:: EXERCISE OBJECTIVE ::
Collect every line below that contains the word "enough".

(Collected data)
++++++++++++++++++++

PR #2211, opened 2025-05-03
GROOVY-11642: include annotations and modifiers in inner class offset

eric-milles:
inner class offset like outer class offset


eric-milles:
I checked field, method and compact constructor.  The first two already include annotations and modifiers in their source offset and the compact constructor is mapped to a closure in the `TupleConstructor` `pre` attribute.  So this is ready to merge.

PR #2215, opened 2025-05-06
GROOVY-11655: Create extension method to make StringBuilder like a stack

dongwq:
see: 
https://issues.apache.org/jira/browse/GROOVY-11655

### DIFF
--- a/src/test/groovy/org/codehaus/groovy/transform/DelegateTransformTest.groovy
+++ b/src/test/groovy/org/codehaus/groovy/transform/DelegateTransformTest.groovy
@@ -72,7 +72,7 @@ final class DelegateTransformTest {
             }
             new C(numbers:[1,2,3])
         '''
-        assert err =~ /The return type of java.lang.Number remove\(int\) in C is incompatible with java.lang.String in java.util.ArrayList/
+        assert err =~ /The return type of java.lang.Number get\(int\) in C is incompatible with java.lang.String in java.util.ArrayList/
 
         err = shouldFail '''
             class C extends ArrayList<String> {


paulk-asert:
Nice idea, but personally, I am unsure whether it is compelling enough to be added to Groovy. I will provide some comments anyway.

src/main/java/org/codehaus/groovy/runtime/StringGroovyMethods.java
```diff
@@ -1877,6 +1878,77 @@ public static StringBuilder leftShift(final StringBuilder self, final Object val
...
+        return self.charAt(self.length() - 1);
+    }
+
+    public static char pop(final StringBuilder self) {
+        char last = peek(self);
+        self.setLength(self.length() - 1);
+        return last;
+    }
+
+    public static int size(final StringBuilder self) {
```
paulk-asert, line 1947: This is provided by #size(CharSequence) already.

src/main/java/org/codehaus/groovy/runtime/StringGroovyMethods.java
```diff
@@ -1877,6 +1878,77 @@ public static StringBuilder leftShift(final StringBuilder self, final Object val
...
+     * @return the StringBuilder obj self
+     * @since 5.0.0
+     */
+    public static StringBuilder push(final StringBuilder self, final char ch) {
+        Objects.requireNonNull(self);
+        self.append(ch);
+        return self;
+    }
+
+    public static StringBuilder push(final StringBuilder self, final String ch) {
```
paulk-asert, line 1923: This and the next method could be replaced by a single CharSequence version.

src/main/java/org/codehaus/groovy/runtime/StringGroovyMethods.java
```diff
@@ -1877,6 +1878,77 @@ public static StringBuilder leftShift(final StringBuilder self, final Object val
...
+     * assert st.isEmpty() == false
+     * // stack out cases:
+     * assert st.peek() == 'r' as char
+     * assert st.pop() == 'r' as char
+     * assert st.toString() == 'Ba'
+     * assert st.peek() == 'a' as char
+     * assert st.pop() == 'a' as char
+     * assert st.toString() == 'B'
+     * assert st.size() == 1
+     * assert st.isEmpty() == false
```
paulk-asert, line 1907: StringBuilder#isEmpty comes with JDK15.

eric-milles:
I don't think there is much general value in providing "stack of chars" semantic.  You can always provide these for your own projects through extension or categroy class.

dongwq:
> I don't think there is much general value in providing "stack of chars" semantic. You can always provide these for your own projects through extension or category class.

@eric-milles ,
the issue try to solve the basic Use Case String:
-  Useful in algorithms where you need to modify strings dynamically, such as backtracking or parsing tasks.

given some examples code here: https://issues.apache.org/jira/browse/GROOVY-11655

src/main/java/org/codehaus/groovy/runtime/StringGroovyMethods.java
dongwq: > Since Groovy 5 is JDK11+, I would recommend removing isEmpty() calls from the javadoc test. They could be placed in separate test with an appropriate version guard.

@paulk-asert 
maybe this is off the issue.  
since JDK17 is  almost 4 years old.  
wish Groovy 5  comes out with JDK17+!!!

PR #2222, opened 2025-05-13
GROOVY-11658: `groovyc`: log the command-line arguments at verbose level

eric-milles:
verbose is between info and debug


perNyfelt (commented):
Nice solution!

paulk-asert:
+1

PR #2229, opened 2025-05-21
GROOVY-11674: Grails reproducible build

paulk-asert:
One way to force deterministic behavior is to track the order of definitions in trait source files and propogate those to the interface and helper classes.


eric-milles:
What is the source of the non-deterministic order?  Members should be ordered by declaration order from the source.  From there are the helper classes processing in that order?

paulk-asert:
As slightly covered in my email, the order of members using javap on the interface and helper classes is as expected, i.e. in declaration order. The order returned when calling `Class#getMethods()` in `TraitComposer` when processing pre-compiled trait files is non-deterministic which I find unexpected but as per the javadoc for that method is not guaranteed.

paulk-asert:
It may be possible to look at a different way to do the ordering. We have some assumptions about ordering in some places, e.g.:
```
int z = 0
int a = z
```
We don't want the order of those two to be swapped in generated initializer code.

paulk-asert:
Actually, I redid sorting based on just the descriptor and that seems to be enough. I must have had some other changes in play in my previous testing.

++++++++++++++++++++

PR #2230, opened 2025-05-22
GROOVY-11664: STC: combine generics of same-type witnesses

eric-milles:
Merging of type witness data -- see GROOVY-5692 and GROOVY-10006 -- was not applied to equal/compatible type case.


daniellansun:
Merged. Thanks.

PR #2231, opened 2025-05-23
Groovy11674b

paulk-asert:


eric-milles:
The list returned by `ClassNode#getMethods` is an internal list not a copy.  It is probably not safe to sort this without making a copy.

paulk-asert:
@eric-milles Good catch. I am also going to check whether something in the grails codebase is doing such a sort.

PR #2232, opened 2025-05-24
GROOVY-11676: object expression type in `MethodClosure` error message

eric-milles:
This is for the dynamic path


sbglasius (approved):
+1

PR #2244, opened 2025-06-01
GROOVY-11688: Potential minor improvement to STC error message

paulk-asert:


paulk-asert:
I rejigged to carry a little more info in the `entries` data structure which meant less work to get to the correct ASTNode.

++++++++++++++++++++

:: PROBLEM SOLUTION ::
Nice idea, but personally, I am unsure whether it is compelling enough to be added to Groovy. I will provide some comments anyway.
Actually, I redid sorting based on just the descriptor and that seems to be enough. I must have had some other changes in play in my previous testing.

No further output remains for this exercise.